CoreGuard offers a strong feature set for auditing and monitoring data access, as well as tracking user IDs and applications used to access data. It can limit access to files to particular applications, for instance, making a text file accessible through WordPad but not Word. It can protect system files in specific folders (.DLL files in the Windows/System32 folder, for example). Vormetric recommends clustering appliances in a geographically distributed architecture. The system supports auto-replication between appliances. Administrators can set up an offline mode that prompts for passwords and allows access when an appliance is offline or unavailable over a WAN.
The appliance can control which directory an application runs from, so an application with the same name won't run if spyware or a Trojan is installed.
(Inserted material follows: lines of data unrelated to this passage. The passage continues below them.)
PR #2839, opened 2024-08-14
Fix cloned rsx double drop

### LINKED ISSUE #2331: Diffing cloned Components with readonlysignal panics on double drop

ealmloff:
Fixes #2331


packages/core-macro/tests/values_memoize_in_place.rs
```diff
@@ -161,3 +161,52 @@ fn spreads_memorize_in_place() {
     assert!(props.memoize(&CompProps::builder().build()));
     assert_eq!(props.attributes, vec![]);
 }
+
+// Regression test for https://github.com/DioxusLabs/dioxus/issues/2331
+#[test]
+fn cloning_read_only_signal_components_work() {
```
matthunz, line 167: Awesome! This test looks like it covers an issue I was having awhile back 👍

matthunz (approved):

jkelleyrtp (approved):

A host integrity feature allows administrators to restrict applications on a server to signed applications so other applications won't be permitted to run. When you set up a folder, the folder should be empty because anything in it will be automatically encrypted.
With a starting price of $15,000 for one security server and one Policy Enforcement Module, the CoreGuard system is an extremely flexible encryption and access control system. Its performance is the lowest (server utilization is highest), although in our tests the server was still able to maintain maximum throughput over a 2Gb/sec FC adapter. However, it offers great access control, support for a wide variety of server operating systems and features that might make it a fit for some organizations that don't need encryption, but want greater access control.